But the piece I didn’t understand at the time was this:
My nervous system was chronically activated, and I needed help on that level. Don’t get me wrong. I knew I was chronically activated and in a precarious position. I just saw it as part of the whole – this is my life now, I’ll figure it out sort of mentality.
I was constantly scanning for threat. My shoulders and upper back were in permanent tension. My neck would lock into charley horses that lasted days. My survival brain was running everything — and even well-intended support registered as a disruption, a risk, a threat to the delicate balance I was trying to maintain.
There were other layers, too. I preferred the familiarity of my coping patterns over someone else’s “promise of relief.” If a strategy didn’t work immediately, I discarded it. If it did work, I feared the relief wouldn’t last. And shame and internal stigma wrapped around all of it — the fear of being the practitioner who needed help, the fear of being seen, the fear of being a burden. At that time, invisibility felt safer than support. Let’s be honest, invisibility is safest in this field. If you’re not, that can mean something is majorly wrong.
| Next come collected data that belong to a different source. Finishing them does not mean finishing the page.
PR #388, opened 2022-05-02
Cleanup Playground Setup

yigit:
This PR updates the playground setup to re-sym-link into `playground-common/gradle` where we can have symlinks to the main project for select files.

In the new setup:
`playground-common/gradle` has files that are symlinks to `<root>/gradle`'s files that we want (libs, verification metadata etc)
Each playground project's `gradle` folder symlinks to `playground-common/gradle`.
.idea, gradlew and gradlew.bat files are still symlinked to playground-common/* (same as before).
This should ensure that, in the future if `<root>/gradle` contents change, we can easily re-link all playground projects by linking the new file from `playground-common`.

I updated the playground plugin to no longer load the libs.version.toml file since it is now symlinked to each project (this is what will fix the tests).

I've also added a script to update all existing playground setups so that if we make future structural changes, we can run `playground-common/update-playground-setups.sh`

Bug: n/a
Test: CI


yigit:
ready for review.
files that should be reviewed: 
* changes in playground-common
* changes in PlaygroundPlugin.
rest is just auto-generated from re-running the scripts.

playground-common/setup-playground.sh
```diff
@@ -40,11 +47,7 @@ for IDEA_CONFIG_FILE in "${TRACKED_IDEA_FILES[@]}"
 do
     # path to the actual .idea config file
     ORIGINAL_FILE="$PLAYGROUND_REL_PATH/../$IDEA_CONFIG_FILE"
-    TARGET_DIR=$(dirname $IDEA_CONFIG_FILE)
-    # relativize it wrt to the file we'll create
-    REL_PATH=$(relativize $ORIGINAL_FILE $TARGET_DIR )
-    # symlink to the original idea file
-    ln -s $REL_PATH $IDEA_CONFIG_FILE
-    # forse add the file to git
+    # force add the file to git
```
dlam: nit: comment is on the wrong line

playground-common/update-playground-setups.sh
```diff
@@ -0,0 +1,28 @@
+#!/bin/bash
+# Helper script to update all playground setups when we make changes
+# on how playground works (in other words, when we update setup-playground.sh).
```
dlam, line 3: Can you add a comment for sample invocation?

playground-common/update-playground-setups.sh
```diff
@@ -0,0 +1,28 @@
...
+
+WORKING_DIR=$(pwd)
+PLAYGROUND_REL_PATH=$(dirname $0)
+SUPPORT_ROOT_ABS_PATH=$(absPath "$PLAYGROUND_REL_PATH/..")
+PLAYGROUND_ABS_PATH=$(absPath $PLAYGROUND_REL_PATH)
+
+# re-runs the playground setup script on the given folder
+function setupPlayground {
+    echo "setting up playground in $1"
+    cd $1
```
dlam: nit: `cd $1 && $PLAYGROUND_ABS_PATH/setup-playground.sh`

is slightly safer

playground-common/update-playground-setups.sh
```diff
@@ -0,0 +1,28 @@
...
+    $PLAYGROUND_ABS_PATH/setup-playground.sh
+    echo "finished setting up playground in $1"
+}
+
+# find all playground settings files
+PLAYGROUND_SETTINGS_FILES=$(egrep -lir --include=settings.gradle "setupPlayground" $SUPPORT_ROOT_ABS_PATH)
```
dlam: just `egrep -lr` since i think you don't want case insensitive?

playground-common/update-playground-setups.sh
```diff
@@ -0,0 +1,28 @@
+#!/bin/bash
+# Helper script to update all playground setups when we make changes
+# on how playground works (in other words, when we update setup-playground.sh).
+function absPath {
+    python3 -c "import os.path; print(os.path.abspath('$1'))"
```
dlam, line 6: don't need to change, but just fyi i think `realpath` is on glinux by default and does the same thing

playground-common/update-playground-setups.sh
dlam: Also this only works if you run from `frameworks/support` right? Can we add validation for `$WORKING_DIR` ?

playground-common/update-playground-setups.sh
```diff
@@ -0,0 +1,28 @@
...
+}
+
+# find all playground settings files
+PLAYGROUND_SETTINGS_FILES=$(egrep -lir --include=settings.gradle "setupPlayground" $SUPPORT_ROOT_ABS_PATH)
+for SETTINGS_FILE in $PLAYGROUND_SETTINGS_FILES
+do
+    PROJECT_DIR=$(absPath $(dirname $SETTINGS_FILE))
+    setupPlayground $PROJECT_DIR
+done
+cd $WORKING_DIR
```
dlam: If you do `cd && blah` above i think you won't need this anymore

playground-common/setup-playground.sh
```diff
@@ -4,23 +4,30 @@
...
-rm -rf buildSrc
-ln -s "${PLAYGROUND_REL_PATH}/../buildSrc" buildSrc
+# helper symlink function that will also normalize the paths.
+function symlink() {
+    SRC=$1
+    TARGET=$2
+    TARGET_PARENT_DIR=$(dirname $TARGET)
+    REL_PATH_TO_TARGET_PARENT=$(relativize $SRC $WORKING_DIR/$TARGET_PARENT_DIR)
+    rm -rf $TARGET
+    ln -s $REL_PATH_TO_TARGET_PARENT $TARGET
```
dlam, line 20: Just curious, for relative path, does `ln -sr` not work? I think it will automatically relativize the path based on original file.

dlam (approved):

playground-common/update-playground-setups.sh
yigit: resolved offline.

playground-common/update-playground-setups.sh
yigit: it should work anywhere.

playground-common/update-playground-setups.sh
yigit: yea it doesn't exist on macs.

playground-common/update-playground-setups.sh
yigit: i think so but i might need to do `()` for that to work. wasn't sure so kept it like this

playground-common/setup-playground.sh
yigit: `ln: illegal option --r` so i guess it is not a thing on mac? will keep it as is.

playground-common/update-playground-setups.sh
yigit: fixed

I projected my dissatisfaction with my own effectiveness into my beliefs about accepting help: If I can’t help myself, what good will anyone else’s help do? At times, there was a quiet whisper of “I’m too far gone. I’ll show up for clients — but that’s all I have”. Looking back, all of this was a profound abandonment of myself that had roots in childhood patterns and one-sided relationships.
And then there was the discomfort I’ve always had with the standard “self-care checklist.” I didn’t realize why until years later: those strategies weren’t wrong — they just weren’t attuned to the state I was actually in. They didn’t meet my nervous system, my relational reality, or what my body could tolerate. Basic self-care is wonderful when you’re stressed. But I wasn’t stressed. I was far beyond it. And from that place, those suggestions felt irrelevant.
Over time, I’ve come to understand this larger truth:
Attunement Makes Help Receivable
Here’s what I wish I’d known back then — and what so many practitioners still don’t realize:
1. Help that isn’t attuned feels like pressure, not support.
A mismatch in tone, pace, intensity, or assumptions registers as more demand on the nervous system.
2. The nervous system must feel safe to receive support.
Even wanted help “bounces off” if the system isn’t regulated enough to take it in, feel it, metabolize it, or use it.
3. Help must match the person’s activation state.
- Fight: needs grounding, not advice
- Flight: needs slowing, not more tasks
- Freeze: needs warmth and gentle pacing
- Fawn: needs empowerment and boundaries
Misattuned help feels unsafe.
4. People avoid help that reflects the helper’s framework instead of their lived experience in the moment.
Generic help doesn’t land — attuned help does.
5. Unattuned help triggers shame or defensiveness.
Not because the help is wrong, but because the delivery dysregulates.
6. Attunement is somatic, not cognitive.
The body decides:
“I can breathe here,” or “I need to pull away.”
7. Most people avoiding help are actually avoiding dysregulation.
They’re not rejecting the helper.
They’re protecting their system.
8. Attunement restores agency.
Receiving help becomes possible when the person feels choice, pace, permission, presence, and safety.
The irony was painful: I couldn’t take in help because I was already overwhelmed, and a year later I left the field — not from lack of dedication, but from lack of support that could actually reach me.
These were the reasons I couldn’t take in help — the ones I knew then, and the ones I can finally name now.
Do you ever find yourself in this position? Do you know your reasons?